• ABOUT THIS TASK
When you reach the line with "PR #578, opened 2016-02-25" in the data below, begin printing lines exactly, and stop once the line with "ResumableRxFirebase)." has been printed.

• RECORDED INFORMATION
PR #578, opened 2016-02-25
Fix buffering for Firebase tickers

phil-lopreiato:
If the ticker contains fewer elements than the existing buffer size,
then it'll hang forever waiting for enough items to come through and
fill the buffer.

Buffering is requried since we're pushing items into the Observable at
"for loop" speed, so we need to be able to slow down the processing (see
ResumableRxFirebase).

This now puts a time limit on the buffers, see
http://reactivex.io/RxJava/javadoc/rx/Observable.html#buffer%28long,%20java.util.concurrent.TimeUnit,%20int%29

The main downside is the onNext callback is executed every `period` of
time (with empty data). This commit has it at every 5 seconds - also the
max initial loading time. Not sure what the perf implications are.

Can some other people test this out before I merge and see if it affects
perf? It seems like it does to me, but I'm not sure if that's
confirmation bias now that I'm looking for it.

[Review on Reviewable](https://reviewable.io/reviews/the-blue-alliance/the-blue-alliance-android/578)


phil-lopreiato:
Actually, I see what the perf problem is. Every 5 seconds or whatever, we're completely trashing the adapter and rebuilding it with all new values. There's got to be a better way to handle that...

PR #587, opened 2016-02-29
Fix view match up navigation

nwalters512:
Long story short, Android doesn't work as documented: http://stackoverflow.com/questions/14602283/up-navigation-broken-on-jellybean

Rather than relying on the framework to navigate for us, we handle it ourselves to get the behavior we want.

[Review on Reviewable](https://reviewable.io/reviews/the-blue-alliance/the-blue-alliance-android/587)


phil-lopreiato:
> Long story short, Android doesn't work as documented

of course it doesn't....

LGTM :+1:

...

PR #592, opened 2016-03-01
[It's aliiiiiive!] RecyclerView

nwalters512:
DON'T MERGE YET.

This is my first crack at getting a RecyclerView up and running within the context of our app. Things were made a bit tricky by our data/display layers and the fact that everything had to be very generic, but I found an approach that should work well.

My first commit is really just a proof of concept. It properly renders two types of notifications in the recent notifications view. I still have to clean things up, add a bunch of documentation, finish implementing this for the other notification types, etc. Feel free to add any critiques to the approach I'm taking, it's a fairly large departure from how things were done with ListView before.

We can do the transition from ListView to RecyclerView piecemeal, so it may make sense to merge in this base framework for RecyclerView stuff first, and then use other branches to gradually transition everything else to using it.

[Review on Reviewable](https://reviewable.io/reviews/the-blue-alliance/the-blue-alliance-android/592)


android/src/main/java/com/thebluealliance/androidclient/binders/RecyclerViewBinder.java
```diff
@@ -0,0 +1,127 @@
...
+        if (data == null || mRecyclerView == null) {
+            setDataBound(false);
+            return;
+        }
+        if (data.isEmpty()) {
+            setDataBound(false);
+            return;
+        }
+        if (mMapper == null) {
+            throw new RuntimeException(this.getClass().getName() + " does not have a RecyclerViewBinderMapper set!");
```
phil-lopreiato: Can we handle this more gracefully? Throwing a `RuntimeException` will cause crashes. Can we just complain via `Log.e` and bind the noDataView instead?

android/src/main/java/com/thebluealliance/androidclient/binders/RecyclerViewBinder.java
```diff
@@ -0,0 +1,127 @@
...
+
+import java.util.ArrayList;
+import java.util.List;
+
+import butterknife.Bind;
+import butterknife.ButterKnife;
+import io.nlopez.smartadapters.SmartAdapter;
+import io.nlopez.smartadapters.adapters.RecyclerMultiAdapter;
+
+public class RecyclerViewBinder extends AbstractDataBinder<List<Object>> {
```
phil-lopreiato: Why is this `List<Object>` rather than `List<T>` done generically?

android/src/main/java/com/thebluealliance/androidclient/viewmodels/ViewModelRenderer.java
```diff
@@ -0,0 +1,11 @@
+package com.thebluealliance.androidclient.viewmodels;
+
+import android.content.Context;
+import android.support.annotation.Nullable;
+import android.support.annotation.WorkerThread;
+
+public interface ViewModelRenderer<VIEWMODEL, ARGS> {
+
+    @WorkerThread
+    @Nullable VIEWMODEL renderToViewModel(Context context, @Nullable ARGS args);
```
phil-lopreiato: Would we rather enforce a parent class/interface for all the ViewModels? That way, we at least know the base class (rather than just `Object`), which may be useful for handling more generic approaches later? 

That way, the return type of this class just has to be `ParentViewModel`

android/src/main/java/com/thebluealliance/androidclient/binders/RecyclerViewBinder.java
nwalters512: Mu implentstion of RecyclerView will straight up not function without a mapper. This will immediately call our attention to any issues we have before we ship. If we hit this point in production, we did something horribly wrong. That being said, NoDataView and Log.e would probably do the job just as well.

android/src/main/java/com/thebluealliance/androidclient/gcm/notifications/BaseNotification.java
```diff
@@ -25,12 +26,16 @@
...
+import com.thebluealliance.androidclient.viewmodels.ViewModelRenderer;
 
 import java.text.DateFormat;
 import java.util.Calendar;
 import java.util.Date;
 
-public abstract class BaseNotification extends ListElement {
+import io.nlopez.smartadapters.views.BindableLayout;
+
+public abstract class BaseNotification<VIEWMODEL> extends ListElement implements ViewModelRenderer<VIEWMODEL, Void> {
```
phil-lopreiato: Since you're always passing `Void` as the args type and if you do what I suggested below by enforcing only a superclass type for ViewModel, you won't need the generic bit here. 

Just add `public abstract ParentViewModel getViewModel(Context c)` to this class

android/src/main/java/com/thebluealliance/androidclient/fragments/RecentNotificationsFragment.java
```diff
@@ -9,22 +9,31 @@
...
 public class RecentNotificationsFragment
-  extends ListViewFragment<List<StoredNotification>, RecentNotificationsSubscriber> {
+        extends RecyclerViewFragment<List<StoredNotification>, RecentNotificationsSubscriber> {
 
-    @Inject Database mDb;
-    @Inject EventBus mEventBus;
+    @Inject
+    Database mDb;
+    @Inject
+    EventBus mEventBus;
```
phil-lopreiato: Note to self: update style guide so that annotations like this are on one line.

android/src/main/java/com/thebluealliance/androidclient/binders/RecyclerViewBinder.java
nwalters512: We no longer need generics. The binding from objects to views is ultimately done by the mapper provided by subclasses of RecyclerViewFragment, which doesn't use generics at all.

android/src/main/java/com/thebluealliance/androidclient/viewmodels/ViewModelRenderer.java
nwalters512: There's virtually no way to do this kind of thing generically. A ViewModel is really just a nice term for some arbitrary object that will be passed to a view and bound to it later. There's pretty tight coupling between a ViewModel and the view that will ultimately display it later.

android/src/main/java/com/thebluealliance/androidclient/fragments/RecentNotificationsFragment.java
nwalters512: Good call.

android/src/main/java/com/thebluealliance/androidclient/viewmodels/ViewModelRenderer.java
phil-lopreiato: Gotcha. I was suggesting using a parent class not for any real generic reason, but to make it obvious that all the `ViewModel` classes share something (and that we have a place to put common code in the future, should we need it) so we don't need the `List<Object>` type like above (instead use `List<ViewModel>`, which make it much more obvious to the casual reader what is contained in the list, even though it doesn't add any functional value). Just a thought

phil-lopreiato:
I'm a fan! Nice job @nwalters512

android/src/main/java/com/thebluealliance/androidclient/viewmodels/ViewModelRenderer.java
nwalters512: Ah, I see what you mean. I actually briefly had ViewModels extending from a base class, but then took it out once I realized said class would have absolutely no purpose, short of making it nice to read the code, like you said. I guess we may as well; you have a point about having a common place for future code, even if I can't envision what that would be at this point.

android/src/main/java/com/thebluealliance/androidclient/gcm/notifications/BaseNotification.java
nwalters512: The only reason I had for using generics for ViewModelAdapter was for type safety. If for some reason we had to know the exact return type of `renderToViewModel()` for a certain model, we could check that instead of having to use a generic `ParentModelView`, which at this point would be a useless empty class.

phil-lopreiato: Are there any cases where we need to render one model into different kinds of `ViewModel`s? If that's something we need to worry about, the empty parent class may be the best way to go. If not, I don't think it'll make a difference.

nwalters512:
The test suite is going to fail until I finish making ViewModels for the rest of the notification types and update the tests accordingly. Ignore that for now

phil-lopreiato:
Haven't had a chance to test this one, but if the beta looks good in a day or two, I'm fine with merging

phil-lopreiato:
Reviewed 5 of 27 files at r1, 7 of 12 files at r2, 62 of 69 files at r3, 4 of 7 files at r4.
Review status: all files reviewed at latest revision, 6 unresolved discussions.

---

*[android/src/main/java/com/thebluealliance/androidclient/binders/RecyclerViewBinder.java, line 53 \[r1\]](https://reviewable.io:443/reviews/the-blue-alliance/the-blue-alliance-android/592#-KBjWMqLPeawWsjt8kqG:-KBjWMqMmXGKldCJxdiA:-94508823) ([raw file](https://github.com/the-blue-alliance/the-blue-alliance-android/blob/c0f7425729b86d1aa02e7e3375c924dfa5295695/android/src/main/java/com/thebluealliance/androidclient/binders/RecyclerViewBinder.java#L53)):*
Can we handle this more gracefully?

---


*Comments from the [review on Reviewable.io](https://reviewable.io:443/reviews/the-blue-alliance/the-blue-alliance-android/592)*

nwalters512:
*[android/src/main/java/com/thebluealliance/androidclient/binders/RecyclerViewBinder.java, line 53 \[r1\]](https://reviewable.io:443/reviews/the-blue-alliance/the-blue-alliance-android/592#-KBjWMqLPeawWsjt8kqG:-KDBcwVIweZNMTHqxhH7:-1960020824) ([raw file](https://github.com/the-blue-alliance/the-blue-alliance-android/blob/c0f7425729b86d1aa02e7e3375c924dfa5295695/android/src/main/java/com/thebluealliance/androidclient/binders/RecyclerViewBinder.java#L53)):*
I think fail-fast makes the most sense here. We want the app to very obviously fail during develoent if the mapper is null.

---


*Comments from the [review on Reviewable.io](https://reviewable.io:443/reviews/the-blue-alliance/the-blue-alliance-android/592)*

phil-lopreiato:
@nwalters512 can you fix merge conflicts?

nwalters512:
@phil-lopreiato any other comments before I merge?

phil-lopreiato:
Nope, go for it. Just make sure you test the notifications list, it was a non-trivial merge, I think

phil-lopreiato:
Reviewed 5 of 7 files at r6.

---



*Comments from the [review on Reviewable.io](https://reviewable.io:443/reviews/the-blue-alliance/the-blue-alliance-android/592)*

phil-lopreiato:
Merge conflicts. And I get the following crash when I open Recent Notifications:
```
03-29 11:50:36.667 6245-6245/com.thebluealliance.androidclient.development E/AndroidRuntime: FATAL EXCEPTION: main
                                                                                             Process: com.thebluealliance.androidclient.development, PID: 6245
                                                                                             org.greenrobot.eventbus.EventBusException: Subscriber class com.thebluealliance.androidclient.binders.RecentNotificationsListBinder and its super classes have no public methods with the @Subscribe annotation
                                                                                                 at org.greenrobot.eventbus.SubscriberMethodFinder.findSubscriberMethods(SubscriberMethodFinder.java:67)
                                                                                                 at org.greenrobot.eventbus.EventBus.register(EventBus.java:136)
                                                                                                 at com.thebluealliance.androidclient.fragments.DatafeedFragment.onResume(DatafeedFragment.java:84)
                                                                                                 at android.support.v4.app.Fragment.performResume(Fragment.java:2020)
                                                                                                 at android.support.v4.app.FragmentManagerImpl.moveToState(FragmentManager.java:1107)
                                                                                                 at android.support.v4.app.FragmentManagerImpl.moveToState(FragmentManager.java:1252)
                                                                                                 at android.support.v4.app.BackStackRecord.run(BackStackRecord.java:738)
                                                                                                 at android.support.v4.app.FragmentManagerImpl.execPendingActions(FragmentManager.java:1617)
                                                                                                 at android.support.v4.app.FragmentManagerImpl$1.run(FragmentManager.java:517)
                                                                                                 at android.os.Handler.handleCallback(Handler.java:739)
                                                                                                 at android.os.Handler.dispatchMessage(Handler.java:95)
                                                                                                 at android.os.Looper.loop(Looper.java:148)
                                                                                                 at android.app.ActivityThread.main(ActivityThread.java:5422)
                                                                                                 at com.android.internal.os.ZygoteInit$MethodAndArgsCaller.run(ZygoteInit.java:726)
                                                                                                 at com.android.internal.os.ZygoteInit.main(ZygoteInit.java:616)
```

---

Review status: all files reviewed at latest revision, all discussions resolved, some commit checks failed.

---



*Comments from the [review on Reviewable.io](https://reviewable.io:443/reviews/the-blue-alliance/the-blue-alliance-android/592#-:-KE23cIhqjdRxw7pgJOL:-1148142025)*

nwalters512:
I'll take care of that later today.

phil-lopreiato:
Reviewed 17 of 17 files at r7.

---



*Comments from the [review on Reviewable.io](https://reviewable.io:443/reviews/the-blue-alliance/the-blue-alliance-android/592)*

• EXERCISE RESULT
PR #578, opened 2016-02-25
Fix buffering for Firebase tickers

phil-lopreiato:
If the ticker contains fewer elements than the existing buffer size,
then it'll hang forever waiting for enough items to come through and
fill the buffer.

Buffering is requried since we're pushing items into the Observable at
"for loop" speed, so we need to be able to slow down the processing (see
ResumableRxFirebase).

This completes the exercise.